In an embodiment, a memory system may include: one or more memory devices, each memory device including a first memory area and a second memory area, wherein a number of host devices that are accessible to the first memory area is equal to or greater than a number of host devices that are accessible to the second memory area; and a controller configured to, upon receiving a first command for a first address included in the first memory area, control an operation according to the first command based on an indirect mapping table that includes: shared status information indicating a shared status of the first address to indicate whether the first address is a memory area that is shared by a plurality of host devices or dedicated to a specific host device; accessibility status information indicating whether a specific host device is accessible to the first address; and overwrite status information indicating usage statuses of at least two data areas corresponding to the first address to indicate whether data in the at least two data areas is overwritten data.

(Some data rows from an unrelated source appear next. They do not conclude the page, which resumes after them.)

Issue #253, opened 2026-05-28
refactor(mcp): drop URL ingestion from attachment uploads


gbrlcustodio:
## Context

Originally surfaced from PR #252 review as a layering issue: `PipefySettings.allow_insecure_urls` had two readers (`PipefyClient` and `pipefy_mcp.tools.attachment_tools`), and the proposal was to move URL-to-bytes resolution into the SDK so the client owned the SSRF policy end-to-end.

That framing assumed the MCP server would keep accepting `file_url` indefinitely. Re-examining the distribution model: this MCP is shipped as code that runs in the user's environment as a subprocess of the agent runtime. The trust boundary is the user; the server has the same filesystem and network access the user already has.

In that model the SSRF guard, 100 MiB cap, and redirect handling are not buying a security boundary. They are appropriate for a hosted MCP, not for a local subprocess where the user can already `cat` any file and `curl` any URL.

## New framing

Drop URL ingestion from MCP attachments entirely. Accept `file_path` instead. `file_content_base64` stays as the fallback for in-memory bytes the agent never wrote to disk. The drift gap closes because the MCP no longer has any reader of `allow_insecure_urls`.

## What ships

- SDK input models (`UploadAttachmentToCardInput`, `UploadAttachmentToTableRecordInput`): `file_url` removed, `file_path` added, `file_name` optional (inferred from basename when omitted).
- MCP attachment tools: drop `_validate_url_safe`, `_download_file_bytes`, `_resolve_file_bytes`, the size/redirect constants, the `httpx` import, the `PipefySettings` import. ~80 LoC of MCP-side download plumbing goes away.
- `packages/mcp/AGENTS.md` (with `CLAUDE.md` symlink) documents the `GATED:<PROFILE>` convention. `GATED:SELF_HOSTED` is tagged at the removal site so a future hosted profile can reintroduce URL ingestion behind a capability flag, with the SSRF policy injected from container settings rather than read from a fresh `PipefySettings()`.
- CLI `--file` gains `~` expansion for parity with MCP.
- New skill at `skills/attachments/pipefy-attachments/SKILL.md` walks the `file_path` vs `file_content_base64` decision and the local-subprocess trust model.

## What disappears vs the original proposal

- No SDK `FileSource` union, no `FileUrlSource`/`FileBytesSource` discriminator. The SDK's existing `file_bytes: bytes` contract is correct for a local-only world.
[...]

PR #255, opened 2026-05-28
refactor(mcp): drop attachment URL ingestion, accept file_path

gbrlcustodio:
## Summary

- MCP attachment tools accept only `file_path` (local filesystem path the MCP server reads). `file_url` and `file_content_base64` are gone. `file_name` is optional, inferred from the path basename.
- New `LocalFile` (in `pipefy_infra.filesystem`) owns the read pipeline: expand `~`, validate, optional size cap, read bytes. Every failure surfaces as `LocalFileError`, so MCP and CLI each catch one exception.
- New `Attachment` (in `pipefy_sdk.attachment`) binds a `LocalFile` to a target Pipefy field and runs the upload pipeline. After success it carries the result, `download_url`, and `storage_path`.
- SDK input models drop the source-XOR validator and `file_content_base64`; `file_path` is required (`NonBlankStr`); `file_name` stays optional and is resolved by `Attachment`. Drops the `cast(str, file_name)` in both tools.
- SSRF guard, redirect handling, and the 100 MiB download cap deleted from `attachment_tools.py` (the cap moved into `LocalFile` as a constructor param, applied via `MAX_ATTACHMENT_SIZE_BYTES`). Local-subprocess trust model justifies it.
- `packages/mcp/AGENTS.md` (with `CLAUDE.md` symlink) documents the `GATED:SELF_HOSTED` marker. The trust-model bullet about base64 is removed since the input mode is gone.
- CLI `--file` continues to support `~` expansion via the same `LocalFile`. CLI `~unknownuser` now reports `typer.BadParameter` instead of a `RuntimeError` traceback.
- `skills/attachments/pipefy-attachments/SKILL.md`: drops base64 sections; recommends writing generated bytes to a temp file and passing the path.

Addresses #253 review (PR #255):
- `~unknownuser` `RuntimeError` is now normalized to `LocalFileError` in `LocalFile.read()`. MCP returns the documented `step=file_read` envelope; CLI emits `typer.BadParameter`. Unit tests on both surfaces.
- Em dashes in `SKILL.md` "See also" and the directory-test docstring replaced with colons.
- Diff-anchored "mirrors the prior URL-download limit" comment dropped from `models/attachment.py`.
- `cast(str, data.file_name)` dissolves; `Attachment.name` derives at access time.

## Test plan

- [x] `uv run pytest packages` (2467 passed, 45 skipped)
- [x] `uv run ruff check packages` clean
- [x] `uv run ruff format --check packages` clean
- [ ] End-to-end MCP: `upload_attachment_to_card(file_path="~/foo.pdf", ...)`
- [ ] End-to-end MCP: oversize file (>100 MiB) rejected at `step=file_read`
- [ ] End-to-end MCP: `~unknownuser/foo.bin` returns `step=file_read` envelope
- [ ] End-to-end CLI: `pipefy attachment upload --file ~/foo.pdf ...`


packages/mcp/src/pipefy_mcp/tools/attachment_tools.py
```diff
@@ -137,74 +51,65 @@ class AttachmentTools:
...
-                            file_url.strip(), allow_insecure=allow_insecure_urls
-                        ),
-                        None,
-                    )
+                # Match the SDK validator's whitespace-aware source check
+                # (`_source_nonempty`): a whitespace-only `file_path` is treated
+                # as no path, so the base64 source takes over.
+                if file_path and file_path.strip():
+                    await ctx.debug(f"{debug_prefix}: reading file_path")
+                    p = Path(file_path.strip()).expanduser()
```
adriannoes: `Path("~ghost/foo").expanduser()` raises `RuntimeError("Could not determine home directory.")` when `~<user>` names someone who is not a local account. `_read_local_or_decode` only catches `(OSError, binascii.Error, ValueError)`, so that `RuntimeError` escapes — on MCP it bypasses the `step=file_read` envelope the attachments skill documents and surfaces as a generic JSON-RPC error; on CLI (`attachment.py` around the same `expanduser()` call) it dumps a traceback instead of `typer.BadParameter`.

I'd either add `RuntimeError` to the except tuple or wrap `expanduser()` in a small helper that re-raises as `ValueError(f"Cannot expand ~ in {path}: unknown user")`. Fixed when `file_path="~ghostuser_xyz/foo.bin"` returns the documented envelope on MCP and a one-line `typer.BadParameter` on CLI, with unit tests on both surfaces.

adriannoes (commented):
Solid migration from `file_url` to local `file_path` / `file_content_base64`: layering is clean (SDK cap + MCP/CLI preflight), SSRF/httpx URL ingestion removal matches the local-subprocess trust model, tests and CI are green, and the new attachments skill plus `GATED:SELF_HOSTED` docs are helpful. I ran the attachment-focused unit suite locally on head `77994ce` (94 tests, ruff clean).

## Recommended before merge

One inline on `expanduser()` / unknown `~<user>` paths — those `RuntimeError`s skip the documented `step=file_read` envelope on MCP and become tracebacks on CLI. Small catch + tests on card, table, and CLI would close it.

## Also noted

For `file_content_base64`, we still `b64decode` before the 100 MiB cap. The input is already bounded by the MCP request, so this is not a blocker — an early length check on the cleaned base64 string (`len(cleaned) * 3 // 4`) would skip the largest allocation on oversize payloads.

skills/attachments/pipefy-attachments/SKILL.md
```diff
@@ -0,0 +1,138 @@
...
+- **`step=presigned_url`.** Organization id rejected, field id not an attachment, or Pipefy refused the request. Recovery: confirm `organization_id` with `get_organization` and that the field is actually an attachment field on the target card or record.
+- **`step=s3_upload`.** The presigned URL expired before PUT, or content/headers did not match what was signed. Recovery: retry the tool to obtain a fresh presigned URL. For unusually large files, expect Pipefy's storage policy to enforce the cap.
+- **`step=field_update`.** The field rejected the new attachment list (wrong type, missing permission). Recovery: confirm the field accepts attachments and that the caller has write access to the card or record.
+
+## See also
+
+- `skills/pipes-and-cards/pipefy-pipes-and-cards/SKILL.md` — finding card ids and attachment field slugs.
+- `skills/database-tables/pipefy-database-tables/SKILL.md` — finding table record ids and field slugs.
```
Danielmoraisg: nit (writing standard): both "See also" bullets use an em dash (` — `). This same PR converted the `docs/mcp/tools/*.md` tables away from ` — ` to `:`, so this reads as inconsistent. Suggest a colon:

```
- `skills/.../SKILL.md`: finding card ids and attachment field slugs.
```

(It may match the em-dash style already used in other skill files' "See also" sections, so this is low priority. Flagging because the rest of the PR's prose avoids them.)

packages/mcp/tests/tools/test_attachment_tools.py
```diff
@@ -80,335 +73,359 @@ def attachment_session(attachment_mcp_server):
...
-    ):
-        result = await _download_file_bytes(
-            "https://example.com/a", allow_insecure=False
+async def test_upload_attachment_to_card_file_path_is_directory(
+    attachment_session,
+    mock_attachment_client,
+    extract_payload,
+    tmp_path: Path,
+):
+    """A directory is not a regular file — same file_read failure."""
```
Danielmoraisg: nit (writing standard): em dash in the docstring. `"A directory is not a regular file: same file_read failure."` reads the same without it.

packages/sdk/src/pipefy_sdk/models/attachment.py
```diff
@@ -12,6 +12,34 @@
 
 APPLICATION_OCTET_STREAM = "application/octet-stream"
 
+# Hard cap that mirrors the prior URL-download limit. Pipefy's direct-upload
```
Danielmoraisg: nit (comment): "mirrors the prior URL-download limit" is diff-anchored. It describes this value as a delta from code that was just removed, which goes stale once the URL path is forgotten. The rest of the comment is the keeper (Pipefy's direct-upload policy is undocumented; fail fast before issuing a presigned URL). Suggest dropping just that opening clause and starting at "Pipefy's direct-upload size policy is not documented...".

packages/mcp/src/pipefy_mcp/tools/attachment_tools.py
```diff
@@ -281,39 +190,41 @@ async def upload_attachment_to_card(
...
                     content_type=content_type,
                 )
             except ValidationError as exc:
                 return build_upload_error_payload(
-                    message=map_upload_error_to_message(exc, "validation"),
+                    message=map_upload_error_to_message(exc),
                     step="validation",
                 )
 
+            resolved_file_name = cast(str, data.file_name)
```
Danielmoraisg: observation (design, non-blocking): the `cast` is here because `data.file_name` is typed `str | None`, but `exactly_one_file_source` has already guaranteed a non-empty `str` by this point. A single field can't express "optional on input, required on output", so each reader pays with a `cast` (here and at line 275).

If you want to drop both casts, expose the resolved value as a typed member on the model instead of mutating `file_name`:

```python
from pydantic import PrivateAttr

file_name: str | None = None           # raw input, may be None
_resolved_file_name: str = PrivateAttr()

@model_validator(mode="after")
def exactly_one_file_source(self) -> Self:
    _raise_unless_exactly_one_file_source(self.file_path, self.file_content_base64)
    self._resolved_file_name = _resolve_file_name(self.file_name, self.file_path)
    return self

@property
def resolved_file_name(self) -> str:
    return self._resolved_file_name
```

Call sites become `file_name=data.resolved_file_name` (no cast). Side benefit: the current `self.file_name = _resolve_file_name(...)` mutation works only because `validate_assignment` is off in `model_config`; assigning a `PrivateAttr` bypasses validation, so that coupling goes away too.

Fine to leave as-is for this PR and treat as a follow-up.

packages/mcp/src/pipefy_mcp/tools/attachment_tools.py
```diff
@@ -349,34 +262,34 @@ async def upload_attachment_to_table_record(
...
```
Danielmoraisg: Same `cast` as line 203; the `resolved_file_name` property suggested there removes this one too.

Danielmoraisg (approved):

packages/mcp/src/pipefy_mcp/tools/attachment_tools.py
gbrlcustodio: **resolution** (fd0e1c0): path expansion moved into `LocalFile.read()` (`packages/infra/src/pipefy_infra/filesystem.py:62-65`), which catches `RuntimeError` from `expanduser()` and re-raises as `LocalFileError`. MCP returns the documented `step=file_read` envelope; CLI raises `typer.BadParameter`. Covered by `packages/infra/tests/test_filesystem.py::test_local_file_unknown_user_raises_normalized_error`.

skills/attachments/pipefy-attachments/SKILL.md
gbrlcustodio: **resolution** (fd0e1c0): both bullets now use colons.

packages/mcp/tests/tools/test_attachment_tools.py
gbrlcustodio: **resolution** (fd0e1c0): the test file was rewritten as part of the `LocalFile` + `Attachment` split. The offending docstring is gone.

packages/sdk/src/pipefy_sdk/models/attachment.py
gbrlcustodio: **resolution** (fd0e1c0): dropped the diff-anchored opener. The comment now starts at "Pipefy's direct-upload size policy is not documented..." (`packages/sdk/src/pipefy_sdk/models/attachment.py:14-16`).

packages/mcp/src/pipefy_mcp/tools/attachment_tools.py
gbrlcustodio: **resolution** (fd0e1c0): solved by a different route. Name resolution moved out of the Pydantic model into the new `Attachment` domain object (`packages/sdk/src/pipefy_sdk/attachment.py`). The input model is now pure validation (`file_name: str | None` stays optional, no mutation, no `PrivateAttr`), and the MCP/CLI surfaces pass `data.file_name` through unchanged. `Attachment.name` falls back to `file.name` when no explicit name is given, at access time, so no caller needs a `cast`.

packages/mcp/src/pipefy_mcp/tools/attachment_tools.py
gbrlcustodio: **resolution** (fd0e1c0): same fix as the line-203 thread. The cast at this line is gone too.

In an embodiment, a memory system may include: one or more memory devices, each memory device including a first memory area and a second memory area; and a controller configured to: control, upon receiving a first command for a first address included in the first memory area, an operation according to the first command based on an indirect mapping table that includes information on at least two data areas in the first memory area corresponding to the first address; and control, upon receiving a second command for a second address included in the second memory area, an operation according to the second command on one data area in the second memory area corresponding to the second address.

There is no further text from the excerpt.